When you press the key A on the keyboard, 01000001 is stored in the computer.
Also, the collating sequence of A in the ASCII character set is 65.

In fact, the binary representation of A is 01000001 and the decimal representation of A is 65.
The numbering system we use is called the decimal system, or base 10 system.

The numbering system that the computer uses is called the binary system, or base 2 system. The purpose of this exercise is to write a function to convert a number from base 2 to base 10.
To convert a number from base 2 to base 10, we first find the weight of each bit in the binary number.

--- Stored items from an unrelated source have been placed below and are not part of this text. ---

PR #676, opened 2020-12-01
[DC-1245] Fix failed builds caused by ReplaceWithStandardConceptIdTest

ChaoPang:


data_steward/cdr_cleaner/cleaning_rules/replace_standard_id_in_domain_tables.py
```diff
@@ -98,33 +103,37 @@
...
-        GROUP BY src_id
-        HAVING COUNT(*) > 1 ) b
-    ON 
-        a.src_id = b.src_id AND a.domain_table = '{{table_name}}'
-    CROSS JOIN (
-        SELECT
-            MAX({{table_name}}_id) AS max_id
-        FROM `{{project}}.{{dataset}}.{{table_name}}` 
-    ) src
+    {{unioned_query}}
```
mark-velez, line 136: I'm having trouble seeing what the full query ultimately ends up looking like. Have you considered using a single jinja template like this rather than filling out multiple template fragments and stitching them together?
```suggestion
    {%- for table_name in table_names %}
    SELECT
      a.src_id,
      a.domain_table,
      a.new_concept_id,
      ROW_NUMBER() OVER(ORDER BY a.src_id, a.new_concept_id) + src.max_id AS dest_id
    FROM
      `{{project}}.{{sandbox_dataset}}.{{logging_table}}` AS a
    JOIN (
        SELECT src_id
        FROM `{{project}}.{{sandbox_dataset}}.{{logging_table}}`
        WHERE domain_table = '{{table_name}}'
        GROUP BY src_id
        HAVING COUNT(*) > 1 ) b
    ON a.src_id = b.src_id AND a.domain_table = '{{table_name}}'
    CROSS JOIN (
      SELECT
        MAX({{table_name}}_id) AS max_id
      FROM `{{project}}.{{dataset}}.{{table_name}}`
    ) src
    {% if loop.nextitem is defined %}
    UNION ALL
    {% endif -%}
    {% endfor %}
```
The query would then be rendered like this:
```python
DUPLICATE_ID_UPDATE_QUERY.render(
            project=self.project_id,
            sandbox_dataset=self.sandbox_dataset_id,
            logging_table=SRC_CONCEPT_ID_TABLE_NAME,
            table_names=self.affected_tables)
```
Because there are fewer variables and functions to track it is easier to follow the query generation logic. Less code also means less testing. It's also easier to visualize the full query when it's in one place. Selective use of `-` in jinja blocks enables fine control over whitespace when balancing lean vs pretty SQL.

tests/unit_tests/data_steward/cdr_cleaner/cleaning_rules/replace_standard_id_in_domain_tables_test.py
```diff
@@ -290,11 +258,63 @@ def test_parse_src_concept_id_logging_query(
...
+            logging_table=SRC_CONCEPT_ID_TABLE_NAME,
+            unioned_query=UNION_ALL.join([query_1, query_2]))
+        actual_query = self.rule_instance.parse_duplicate_id_update_query()
+        self.assertEqual(expected_query, actual_query)
+
+        self.assertEqual(mock_parse_duplicate_id_update_subquery.call_count, 2)
+        mock_parse_duplicate_id_update_subquery.assert_any_call(
+            self.condition_table)
+        mock_parse_duplicate_id_update_subquery.assert_called_with(
+            self.procedure_table)
```
mark-velez, line 316: I recommend we remove these tests. At last eng sync we agreed we should eliminate SQL generation stuff from unit tests. The most valuable way to test our SQL will be through integration tests. Sticking to a test-per-method does not usually do us any good and these kinds of tests tend to be circular and change-prone. Your integration tests look good to me. That you were able to implement this optimization without modifying them reinforces that.

mark-velez (changes requested):
This looks correct, but it makes my brain hurt- for each of the modified queries (`DUPLICATE_ID_UPDATE_QUERY` and `SRC_CONCEPT_ID_MAPPING_QUERY`) could you please try to keep generation logic in a single jinja template? See my example below and let me know what you think.

data_steward/cdr_cleaner/cleaning_rules/replace_standard_id_in_domain_tables.py
ChaoPang: I have not considered it but this is certainly much cooler, I will keep that in mind for the future query generation.

ChaoPang: Okay thanks for this suggestion, I haven't used jinja much in the past now I feel like I have another option for quickly generating queries, very cool. In the beginning, I thought it would be tricky to write a single jinja template (SRC_CONCEPT_ID_MAPPING_QUERY) for generating the UNION query for `_logging_standard_concept_id_replacement` because for each table in the loop I had to call two helper functions to get the {domain}_concept_id and {domain}_source_concept_id, and these two variables were also passed into the jinja template. Then it hit me, functions are just objects like variables so I could just pass the helper functions to the jinja template and run it there. This is a good lesson for me, appreciate it.

tests/unit_tests/data_steward/cdr_cleaner/cleaning_rules/replace_standard_id_in_domain_tables_test.py
ChaoPang: This is done

lrwb-aou (approved):
@ChaoPang I've got a small request.  I ran ` PYTHONPATH=./:$PYTHONPATH python cdr_cleaner/reporter.py -d combined -c -f sql jira-issues description name` to create a csv file with the SQL statements.  I see there are a total of 24 statements created by the rule.  The longest is 272 lines, but I think that is well below the query length.  Please update the list of Jira Issues.  While the SQL should have the same effect, it is an SQL change.

ChaoPang:
@lrwb-aou just to make sure I understand your comment completely, I should add DC-1245 to the issue_numbers in the constructor because this is a SQL change and we need to keep track of it, correct?

lrwb-aou:
> @lrwb-aou just to make sure I understand your comment completely, I should add DC-1245 to the issue_numbers in the constructor because this is a SQL change and we need to keep track of it, correct?

Yes.  I am asking to add DC-1245 to the list of issue_numbers in the constructor because this is an SQL change.

mark-velez (approved):

PR #677, opened 2020-12-01
[DC-1169] Integration Test for Invalid Foreign Keys CR

dcampbell-vumc:
* modified main module and unit test because cannot set python code destination object when running the `CREATE OR REPLACE` statement in the `SANDBOX_QUERY` queries
* created integration test to test functionality of main module
* in the integration test only the `person` and `procedure_occurrence` tables are cleaned as between those two all foreign key columns will be tested
* only the mapping tables used in the `INVALID_FOREIGN_KEY_QUERY` for `person` and `procedure_occurrence` are created and supplied with data
* the `get_affected_tables` function from main module is mocked as we do not need all the CDM tables to be iterate through for cleaning, only `person` and `procedure_occurrence`

### DIFF
--- a/tests/unit_tests/data_steward/cdr_cleaner/cleaning_rules/null_invalid_foreign_keys_test.py
+++ b/tests/unit_tests/data_steward/cdr_cleaner/cleaning_rules/null_invalid_foreign_keys_test.py
@@ -178,13 +178,12 @@ class NullInvalidForeignKeys(unittest.TestCase):
 
         sandbox_query = {
             cdr_consts.QUERY:
-                nifk.SANDBOX_QUERY.render(
-                    project_id=self.project_id,
-                    sandbox_dataset_id=self.sandbox_id,
-                    intermediary_table='dc388_person',
-                    dataset_id=self.dataset_id,
-                    table_name=table,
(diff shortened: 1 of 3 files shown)


tests/unit_tests/data_steward/cdr_cleaner/cleaning_rules/null_invalid_foreign_keys_test.py
```diff
@@ -179,16 +179,10 @@ def test_get_query_specs(self, mock_get_affected_tables,
                 nifk.SANDBOX_QUERY.render(
                     project_id=self.project_id,
                     sandbox_dataset_id=self.sandbox_id,
-                    intermediary_table='dc-388_dc-807_person',
+                    intermediary_table='dc388_dc807_person',
```
ksdkalluri, line 182: We can just use the intermediary table with one ticket number. having 2 ticket numbers in the table name will be confusing.

ksdkalluri (changes requested):
Other than the intermediary table name change everything looks good.

ksdkalluri (approved):
Looks Good, Thanks!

The weight of each bit in the binary number is assigned from right to left.
The weight of the rightmost bit is 0.

The weight of the bit immediately to the left of the rightmost bit is 1, the weight of the bit immediately to the left of it is 2, and so on.
Consider the binary number 1001101.

The weight of each bit is as follows:
weight 6 5 4 3 2 1 0
1 0 0 1 1 0 1

We use the weight of each bit to find the equivalent decimal number.

For each bit, we multiply the bit by 2 to the power of its weight, and then we add all of the numbers.
For the binary number 1001101, the equivalent decimal number is

1 X 2^6 + 0 X 2^5 + 0 X 2^4 + 1 X 2^3 + 1 X 2^2 + 0 X 2^1 + 1 X 2^0
= 64 + 0 + 0 + 8 + 4 + 0 + 1 = 77

To write a program that converts a binary number into the equivalent decimal number, we note two things:
(1) The weight of each bit in the binary number must be known, and
(2) the weight is assigned from right to left.

Because we do not know in advance how many bits are in the binary number, we must process the bits from right to left.
After processing a bit, we can add 1 to its weight, giving the weight of the bit immediately to its left.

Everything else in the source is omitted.